### EXERCISE DETAILS
Using the entries that follow, state how many lines contain "instance", with no other words.

### DATA SECTION
PR #96, opened 2022-10-04
Integration tests for UDP Tracker

### LINKED ISSUE #42: Torrust scrape has packed data errors and is not properly formatted
Hello, there seems to be an error with packed data when scraping announce both udp and http/s.

The format should be `d5:filesd20`, but on gbitt and torrust it is random, sometimes it is `d5:filesd50`, `d5:filesd54`, etc. Thats why almost all scrapers returns invalid data for info hash.

Seems like it is using aquatic source for scraping, but aquatic returns correct bytes of 20, where torrust doesn't.

@Power2All @WarmBeer

josecelano:
I'm trying to reproduce the error in issue #42. I've only created the scaffolding for integration tests so far.

If there is no bug I want to use this scaffolding for other integration tests. If we consider them helpful.

### DIFF
--- a/src/logging.rs
+++ b/src/logging.rs
@@ -1,27 +1,32 @@
-use log::info;
+use std::str::FromStr;
+use std::sync::Once;
+
+use log::{info, LevelFilter};
 
 use crate::Configuration;
 
-pub fn setup_logging(cfg: &Configuration) {
-    let log_level = match &cfg.log_level {
-        None => log::LevelFilter::Info,
-        Some(level) => match level.as_str() {
-            "off" => log::LevelFilter::Off,
-            "trace" => log::LevelFilter::Trace,
-            "debug" => log::LevelFilter::Debug,
-            "info" => log::LevelFilter::Info,
-            "warn" => log::LevelFilter::Warn,
-            "error" => log::LevelFilter::Error,
-            _ => {
-                panic!("Unknown log level encountered: '{}'", level.as_str());
-            }
-        },
-    };
+static INIT: Once = Once::new();
 
-    if log_level == log::LevelFilter::Off {
+pub fn setup_logging(cfg: &Configuration) {
+    let level = config_level_or_default(&cfg.log_level);
+
+    if level == log::LevelFilter::Off {
         return;
     }
 
+    INIT.call_once(|| {
+        stdout_config(level);
+    });
+}
+
+fn config_level_or_default(log_level: &Option<String>) -> LevelFilter {
+    match log_level {
+        None => log::LevelFilter::Info,
+        Some(level) => LevelFilter::from_str(level).unwrap(),
+    }
+}
+
+fn stdout_config(level: LevelFilter) {
     if let Err(_err) = fern::Dispatch::new()
         .format(|out, message, record| {
             out.finish(format_args!(
@@ -32,11 +37,12 @@ pub fn setup_logging(cfg: &Configuration) {
                 message
             ))
         })
-        .level(log_level)
+        .level(level)
         .chain(std::io::stdout())
         .apply()
     {
         panic!("Failed to initialize logging.")
     }
+
     info!("logging initialized.");
 }
--- a/src/logging.rs
+++ b/src/logging.rs
@@ -18,6 +18,10 @@ pub fn setup_logging(cfg: &Configuration) {
         },
     };
 
+    if log_level == log::LevelFilter::Off {
+        return;
+    }
+
     if let Err(_err) = fern::Dispatch::new()
         .format(|out, message, record| {
             out.finish(format_args!(
--- a/tests/udp.rs
+++ b/tests/udp.rs
@@ -240,6 +240,19 @@ mod udp_tracker_server {
         assert!(is_connect_response(&response, TransactionId(123)));
     }
 
+    async fn send_connection_request(transaction_id: TransactionId, client: &UdpTrackerClient) -> ConnectionId {
+        let connect_request = ConnectRequest { transaction_id };
+
+        client.send(connect_request.into()).await;
+
+        let response = client.receive().await;
+
+        match response {
+            Response::Connect(connect_response) => connect_response.connection_id,
+            _ => panic!("error connecting to udp server {:?}", response),
+        }
+    }
+
     #[tokio::test]
     async fn should_return_an_announce_response_when_the_client_sends_an_announce_request() {
         let configuration = tracker_configuration();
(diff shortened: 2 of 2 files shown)


josecelano:
hi @da2ce7 @WarmBeer I have added three tests:

- [should_return_a_bad_request_response_when_the_client_sends_an_empty_request](https://github.com/torrust/torrust-tracker/pull/96/files#diff-4b41e272c2b5b49b68ebf4dff4c646aabc672609db1ef4248db9145960ac53d8R210-R223)
- [should_return_a_connect_response_when_the_client_sends_a_connection_request](https://github.com/torrust/torrust-tracker/pull/96/files#diff-4b41e272c2b5b49b68ebf4dff4c646aabc672609db1ef4248db9145960ac53d8R225-R240)
- [should_return_an_announce_response_when_the_client_sends_an_announce_request](https://github.com/torrust/torrust-tracker/pull/96/files#diff-4b41e272c2b5b49b68ebf4dff4c646aabc672609db1ef4248db9145960ac53d8R242-R293)

After adding the third one, I started having random failures for the third one. First, I send the "connect" request and then the "announce" request. For some reason, the client does not receive the "announce" response, but the server is sending it (I see it in the log).

If I comment out the first two tests, It always works, so tests must not be isolated.
I'm using a different client instance with a different local port for each test to be sure clients do not collide.

josecelano:
Sometimes I get this message:

```
2022-10-06T19:36:29.518810036+01:00 [torrust_tracker::logging][INFO] logging initialized.
2022-10-06T19:36:29.518884993+01:00 [torrust_tracker::jobs::udp_tracker][INFO] Starting UDP server on: 127.0.0.1:6969
test udp_tracker_server::should_return_a_bad_request_response_when_the_client_sends_an_empty_request ... ok
thread 'udp_tracker_server::should_return_an_announce_response_when_the_client_sends_an_announce_request' panicked at 'called `Result::unwrap()` on an `Err` value: Os { code: 111, kind: ConnectionRefused, message: "Connection refused" }', tests/udp.rs:118:43
test udp_tracker_server::should_return_a_connect_response_when_the_client_sends_a_connection_request ... ok
test udp_tracker_server::should_return_an_announce_response_when_the_client_sends_an_announce_request ... FAILED

failures:

failures:
    udp_tracker_server::should_return_an_announce_response_when_the_client_sends_an_announce_request

test result: FAILED. 2 passed; 1 failed; 0 ignored; 0 measured; 0 filtered out; finished in 0.00s
```

And sometimes, the tests stop at the third test (there is no timeout for the "receive" data function).

image

If I stop the test execution with "CTRL+C" the socket is not close because there is still a thread (I suppose it is the udp server).

mickvandijke:
Hey @josecelano ,

When you run the tests synchronously Eg:

```rust
#[tokio::test]
async fn test() {
    should_return_a_bad_request_response_when_the_client_sends_an_empty_request().await;
    should_return_a_connect_response_when_the_client_sends_a_connection_request().await;
    should_return_an_announce_response_when_the_client_sends_an_announce_request().await;
}
```

They pass 100% of the time. 

I think when you run the tests at the same time, each of the tests will try and boot up a new udp tracker while all the tests are ongoing. This probably leads to packet loss.

So to fix it, we either have to run the tests synchronously or provide each test with its own UdpServer (on a unique port).

josecelano:
hi @WarmBeer @da2ce7, I've also added the test for the scrape request. I think it's ready for review. I only check basic behaviour. Only the happy path, and I only check the response type. Particular cases are (or should) be covered by unit tests. If you think that other tests could be helpful, let me know.

Maybe adding more tests to cover the full specification would be nice. That would be useful to run smoke tests against live UDP servers. But maybe it makes more sense to use a real client for that and make it an independent project.

src/logging.rs
```diff
@@ -18,6 +18,10 @@ pub fn setup_logging(cfg: &Configuration) {
         },
     };
 
+    if log_level == log::LevelFilter::Off {
```
da2ce7: @WarmBeer Why do you introduce this change here? It seems unrelated.

tests/udp.rs
```diff
@@ -0,0 +1,317 @@
...
+    use tokio::task::JoinHandle;
+    use torrust_tracker::jobs::udp_tracker;
+    use torrust_tracker::tracker::statistics::StatsTracker;
+    use torrust_tracker::tracker::tracker::TorrentTracker;
+    use torrust_tracker::udp::MAX_PACKET_SIZE;
+    use torrust_tracker::{logging, static_time, Configuration};
+
+    fn tracker_configuration() -> Arc<Configuration> {
+        let mut config = Configuration::default();
+        config.log_level = Some("off".to_owned()); // "off" is necessary when running multiple trackers
```
da2ce7: What happens, is it not possible for the logs to be tracker-local?

da2ce7 (approved):

src/logging.rs
josecelano: hi @da2ce7 We're using an independent UdpServer for each test, so we isolate tests.

```rust
    impl UdpServer {
       // ..

        pub async fn start(&mut self, configuration: Arc<Configuration>) {
            if !self.started.load(Ordering::Relaxed) {
                // ...

                // Initialize logging
                logging::setup_logging(&configuration);

                // ...
            }
        }
    }
```

The problem is each UdpServer instance tries to setup logging again with:

```rust
    if let Err(_err) = fern::Dispatch::new()
        .format(|out, message, record| {
            out.finish(format_args!(
                "{} [{}][{}] {}",
                chrono::Local::now().format("%+"),
                record.target(),
                record.level(),
                message
            ))
        })
        .level(log_level)
        .chain(std::io::stdout())
        .apply()
    {
        panic!("Failed to initialize logging.")
    }
```

I do not know how that code works, but I suppose is a kind of "pipe" to redirect the log to the stdout, and probably that can be done only once. If that is the case, we have these options:

1. What @WarmBeer did. We can disable log for testing. I do not like this solution because, very often, logging is helpful during testing. I use it a lot.
2. We can setup logging in a different way for testing, for example, using a different log file for each server. I do not like this option. It generates too much garbage.
3. We can use a different `setup_logging` for tests where we ensure we only call once the "pipe" generation code.
4. We can change `setup_logging` function in the production code to avoid calling that part twice, regardless the log level you want.

I would go for option 4.

image

tests/udp.rs
josecelano: Yes, I think it's possible. Read my [comment avobe](https://github.com/torrust/torrust-tracker/pull/96#discussion_r1001527325).

src/logging.rs
josecelano: hi @da2ce7 @WarmBeer, I've changed the `setup_logging` function to avoid panicking if it's called more than once. This way, we can enable logging even for testing (using more than one UdpServe). I still use the "off" level in testing because I prefer to keep the test output clean. You can enable it whenever you needed it.

da2ce7 (approved):
ACK 5dcea43da6fe6e7590ff69f4ac04200d2394acde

### ANSWER TO THE EXERCISE
2